光る君へ 第十一回の感想~すれ違い~
第十一回、観ました。
無職の為時
花山天皇の退位で、為時が無職となりました。
自業自得とはいえ、ちょっと可哀想ですね。
ヒロインは、何とかしようと奔走します。
まずは、源倫子様に頼んでみますが、無理と断られましたね。
当然ですね。
厳しい口調でしたが、それも、ヒロインを想っての事。
それでも諦めない、ヒロイン。
摂政の兼家に、直談判します。
しかし、こちらは断るどころか、引導を渡してくる始末。
「わしの目が黒いうちに、そなたの父が官職を得る事は無い。」
完全なる絶望ですね。
宣孝からは、婿を取れと言われます。
「このような有り様の家に、婿入りする、御人なぞ、おりますでしょうか・・・。私は、妾になるのは・・・。」と、乗り気ではないヒロイン。
まあ、道長という想い人がいるわけですから、気分が乗るはずもなく・・・。
北の方だろうと、妾だろうと、道長以外の人は、嫌なんですよね。
考えられない、想像もつかない、と言った方が良いかもしれませんね。
最終的に、為時邸は、下女たちに暇を出し、ヒロインと「いと」が、家の中の事をする運びとなりました。
覚悟を決めた男の顔
一方、道長は、寛和の変に加わり、覚悟を決めたようです。
ヒロインの望む、正しい世を実現する気になったようです。
まあ、政変を起こしちゃったんですから、腹を括らねばなりませんよね。
藤原行成から「お顔が・・・。」と言われるわけです。
一条天皇の高御座に生首が置かれていても「穢れてなどおらぬ。」で済ましてしまう道長。
元々、胆力の有る男なんですよね。
出家して、世を捨てるのではなく、想い人と遠くの国に行こうとする男ですから・・・。
しかし、自身の事は、それで良いとしても、ヒロインの事が、気になって仕方ありません。
父親の為時が、無職になった事も知っていますし、ヒロインは、直談判に来ちゃいますし・・・。

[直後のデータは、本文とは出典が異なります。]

PR #340, opened 2023-02-15
GEN-2034: add idleUSDCJunior4626 to 4626 tests

fedealconada:
## Motivation

Add support for idleUSDCJunio4626 on our 4626 test suite. 

## Implementer Checklist

### DIFF
--- a/pkg/core/src/tests/adapters/ERC4626Adapter.tm.sol
+++ b/pkg/core/src/tests/adapters/ERC4626Adapter.tm.sol
@@ -200,6 +200,7 @@ contract ERC4626Adapters is ForkTest {
 
     /// @notice scale() and scaleStored() have the same implementation
     /// @dev given the fact that totalAssets() might be implemented differently by each protocol,
+    /// you may need to implement a custom case for the token given on _increaseVaultYield() function
     function testScaleAndScaleStored() public {
         // Sanity check: vault is already initialised and scale > 0
         uint256 scale = erc4626Adapter.scale();
--- a/pkg/core/src/tests/adapters/ERC4626Adapter.tm.sol
+++ b/pkg/core/src/tests/adapters/ERC4626Adapter.tm.sol
@@ -47,6 +47,18 @@ interface Token {
     ) external;
 }
 
+interface IDLE {
+    function idleToken() external returns (address);
+
+    function mintIdleToken(
+        uint256 _amount,
+        bool,
+        address _referral
+    ) external returns (uint256 mintedTokens);
+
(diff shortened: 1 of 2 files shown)


pkg/core/src/tests/adapters/ERC4626Adapter.tm.sol
```diff
@@ -74,9 +86,10 @@ contract ERC4626Adapters is ForkTest {
         // set `userWithAssets` if exists
         try vm.envAddress("USER_WITH_ASSETS") returns (address _userWithAssets) {
```
jparklev, line 87: For my own edification, where are we setting this currently?

jparklev (approved):

pkg/core/src/tests/adapters/ERC4626Adapter.tm.sol
fedealconada: This can be set as an env (but it's not mandatory to use it), for example, you could call the script like:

挙句の果てに、兼家に至っては、ヒロインを、虫けら扱い。
気になって、気になって・・・。
ヒロインの感触と温もりを思い出す道長。
ヒロインも、やっぱり忘れられません。
道長の感触と温もりを思い出します。
惨めなヒロイン
倫子様のサロンでは、和歌が取り上げられていましたね。
君や来む 我や行かむのいざよいに 真木の板戸も ささず寝にけり
君(道長)が来てくれるだろうか、自分から行っちゃおうか・・・迷っていたら、板戸を閉めるのも忘れて、寝てしまった・・・という内容。
ヒロインは、言います。
「寝てしまった事にしないと、自分が惨めになるから・・・と思ったのでは・・・。」
ヒロインは、自身が惨めだと感じているようです。
前回、都で、あなた(道長)の事を見つめ続けます・・・と言っていましたね。
この時点では、身分の差を意識して、一緒になる事は出来ないと考えていたわけです。
しかし、一度、契りを交わした事で、あの感触や温もりが、生々しく蘇り、やっぱり、一緒に居たい想いが溢れてくるわけです。
その代わりとでも言うかのように、道長が書いた文字を指で、伝います。
紙に触れながら、道長の感触を思い出しているわけですね。
当然、道長も・・・。
ただ、タイミングが悪かった。
直秀の死の時も、そうですが、二人は、いつもタイミングが悪いんですよ。
まあ、結ばれたら、歴史改変になりますし、大石静という神仏の力で、引き離される運命の二人なのですが・・・。
今回の悪いタイミングは、為時が無職状態という事。
本当は、好きで一緒になりたいのです。
しかし、現状を見れば、生活が苦しくて、一緒になったと見られる可能性が有るわけです。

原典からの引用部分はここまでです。